■ **Problem details**: Only an exact repetition of all the entries will be accepted.

· · · ·

PR #2367, opened 2023-07-10
[PT] Biljana

BiljanaKotev:


app.js
```diff
@@ -1,18 +1,84 @@
...
+    })
+    .catch((err) => {
+      console.log(err);
+    });
+});
 
 // Our routes go here:
 
-app.listen(3000, () => console.log('My Spotify project running on port 3000 🎧 🥁 🎸 🔊'));
+app.get("/homepage", (req, res) => {
```
iPoolito, line 41: In general and by convention every time that we reffer to homepage the route its  '/'

app.js
```diff
@@ -1,18 +1,84 @@
...
+app.set("view engine", "hbs");
+app.set("views", __dirname + "/views");
+app.use(express.static(__dirname + "/public"));
 
 // setting the spotify-api goes here:
+app.get("/", (req, res, next) => {
+  spotifyApi
+    .searchArtists("madonna")
+    .then((data) => {
+      // console.log(data.body);
```
iPoolito, line 31: Also when you dont need any more this logs try to remove it every time you create a PR 🚀

app.js
```diff
@@ -1,18 +1,84 @@
...
 // Our routes go here:
 
-app.listen(3000, () => console.log('My Spotify project running on port 3000 🎧 🥁 🎸 🔊'));
+app.get("/homepage", (req, res) => {
+  res.render("homepage");
+});
+
+app.get("/artist-search", (req, res) => {
+  spotifyApi
+    .searchArtists(req.query.artistName)
```
iPoolito, line 47: also another way to do it its first create a variable for example
`const artistName=req.query.artistName`
and put the variable instead the full path, it would be like 
```
spotifyApi
    .searchArtists( artistName)
```

views/albums.hbs
```diff
@@ -0,0 +1,24 @@
+<html lang="en">
+  <head>
+    <meta charset="UTF-8" />
+    <meta name="viewport" content="width=device-width, initial-scale=1.0" />
+    <title>Document</title>
+  </head>
+  <body>
```
iPoolito, line 7: Because we already have our layout its not necessary to write the tags for html, meta, and body because our layout are actually already doing it for us 🔥

iPoolito:
Excelente Work Biljana 🚀  Also good work with styles , i leave you some comments just to keep it in mind 😎

app.js
BiljanaKotev: noted and thansk!

app.js
BiljanaKotev: Noted

app.js
BiljanaKotev: Noted and thanks!

BiljanaKotev:
Thanks Pool!

PR #2369, opened 2023-07-11
final lab

TiagoLobo-source:


app.js
```diff
@@ -1,18 +1,74 @@
...
+require("dotenv").config();
 
-const express = require('express');
-const hbs = require('hbs');
+const express = require("express");
+const hbs = require("hbs");
 
 // require spotify-web-api-node package here:
+const SpotifyWebApi = require("spotify-web-api-node");
+console.log(process.env.CLIENT_ID);
```
iPoolito, line 8: Its cool try to know if the things are working, but every time we create a Pull Request we should remove the console.logs that are not necessary, you can leave the ones that are inside catch

app.js
```diff
@@ -1,18 +1,74 @@
...
 
 // setting the spotify-api goes here:
 
-// Our routes go here:
+app.get("/", (req, res) => {
+  res.render("home");
+});
+app.get("/artist-search", (req, res) => {
+  spotifyApi
+    .searchArtists(req.query.artist)
```
iPoolito, line 35: A good practice and for easy to read its to save the querys in variables first and then pass it something like
```
const searchArtist =req.query.artist
  spotifyApi
    .searchArtists( searchArtist)
```

iPoolito:
Nice work Tiago 🚀 also as an advise, remember that we can use the layout in HBS? as the name said you only need to create a file with the name of layout.hbs and could be something like this
```

<html lang="en">

<head>
    <meta charset="UTF-8" />
    <title>Document</title>
</head>

<body>
    {{{body}}}
</body>

</html>
```

PR #2370, opened 2023-07-11
[PT] Xavier Ortega

Xavieros03:


app.js
```diff
@@ -4,15 +4,76 @@ const express = require('express');
...
+const spotifyApi = new SpotifyWebApi({
+  clientId: process.env.CLIENT_ID,
+  clientSecret: process.env.CLIENT_SECRET,
+});
+
+// Retrieve an access token
+spotifyApi
+  .clientCredentialsGrant()
+  .then((data) => {
+    console.log({body: data.body})
```
iPoolito, line 18: Its cool try to know if the things are working, but every time we create a Pull Request we should remove the console.logs that are not necessary, you can leave the ones that are inside catch

app.js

· · · ·

■ **Written answer**:
PR #2367, opened 2023-07-10
[PT] Biljana

BiljanaKotev:


app.js
```diff
@@ -1,18 +1,84 @@
...
+    })
+    .catch((err) => {
+      console.log(err);
+    });
+});
 
 // Our routes go here:
 
-app.listen(3000, () => console.log('My Spotify project running on port 3000 🎧 🥁 🎸 🔊'));
+app.get("/homepage", (req, res) => {
```
iPoolito, line 41: In general and by convention every time that we reffer to homepage the route its  '/'

app.js
```diff
@@ -1,18 +1,84 @@
...
+app.set("view engine", "hbs");
+app.set("views", __dirname + "/views");
+app.use(express.static(__dirname + "/public"));
 
 // setting the spotify-api goes here:
+app.get("/", (req, res, next) => {
+  spotifyApi
+    .searchArtists("madonna")
+    .then((data) => {
+      // console.log(data.body);
```
iPoolito, line 31: Also when you dont need any more this logs try to remove it every time you create a PR 🚀

app.js
```diff
@@ -1,18 +1,84 @@
...
 // Our routes go here:
 
-app.listen(3000, () => console.log('My Spotify project running on port 3000 🎧 🥁 🎸 🔊'));
+app.get("/homepage", (req, res) => {
+  res.render("homepage");
+});
+
+app.get("/artist-search", (req, res) => {
+  spotifyApi
+    .searchArtists(req.query.artistName)
```
iPoolito, line 47: also another way to do it its first create a variable for example
`const artistName=req.query.artistName`
and put the variable instead the full path, it would be like 
```
spotifyApi
    .searchArtists( artistName)
```

views/albums.hbs
```diff
@@ -0,0 +1,24 @@
+<html lang="en">
+  <head>
+    <meta charset="UTF-8" />
+    <meta name="viewport" content="width=device-width, initial-scale=1.0" />
+    <title>Document</title>
+  </head>
+  <body>
```
iPoolito, line 7: Because we already have our layout its not necessary to write the tags for html, meta, and body because our layout are actually already doing it for us 🔥

iPoolito:
Excelente Work Biljana 🚀  Also good work with styles , i leave you some comments just to keep it in mind 😎

app.js
BiljanaKotev: noted and thansk!

app.js
BiljanaKotev: Noted

app.js
BiljanaKotev: Noted and thanks!

BiljanaKotev:
Thanks Pool!

PR #2369, opened 2023-07-11
final lab

TiagoLobo-source:


app.js
```diff
@@ -1,18 +1,74 @@
...
+require("dotenv").config();
 
-const express = require('express');
-const hbs = require('hbs');
+const express = require("express");
+const hbs = require("hbs");
 
 // require spotify-web-api-node package here:
+const SpotifyWebApi = require("spotify-web-api-node");
+console.log(process.env.CLIENT_ID);
```
iPoolito, line 8: Its cool try to know if the things are working, but every time we create a Pull Request we should remove the console.logs that are not necessary, you can leave the ones that are inside catch

app.js
```diff
@@ -1,18 +1,74 @@
...
 
 // setting the spotify-api goes here:
 
-// Our routes go here:
+app.get("/", (req, res) => {
+  res.render("home");
+});
+app.get("/artist-search", (req, res) => {
+  spotifyApi
+    .searchArtists(req.query.artist)
```
iPoolito, line 35: A good practice and for easy to read its to save the querys in variables first and then pass it something like
```
const searchArtist =req.query.artist
  spotifyApi
    .searchArtists( searchArtist)
```

iPoolito:
Nice work Tiago 🚀 also as an advise, remember that we can use the layout in HBS? as the name said you only need to create a file with the name of layout.hbs and could be something like this
```

<html lang="en">

<head>
    <meta charset="UTF-8" />
    <title>Document</title>
</head>

<body>
    {{{body}}}
</body>

</html>
```

PR #2370, opened 2023-07-11
[PT] Xavier Ortega

Xavieros03:


app.js
```diff
@@ -4,15 +4,76 @@ const express = require('express');
...
+const spotifyApi = new SpotifyWebApi({
+  clientId: process.env.CLIENT_ID,
+  clientSecret: process.env.CLIENT_SECRET,
+});
+
+// Retrieve an access token
+spotifyApi
+  .clientCredentialsGrant()
+  .then((data) => {
+    console.log({body: data.body})
```
iPoolito, line 18: Its cool try to know if the things are working, but every time we create a Pull Request we should remove the console.logs that are not necessary, you can leave the ones that are inside catch

app.js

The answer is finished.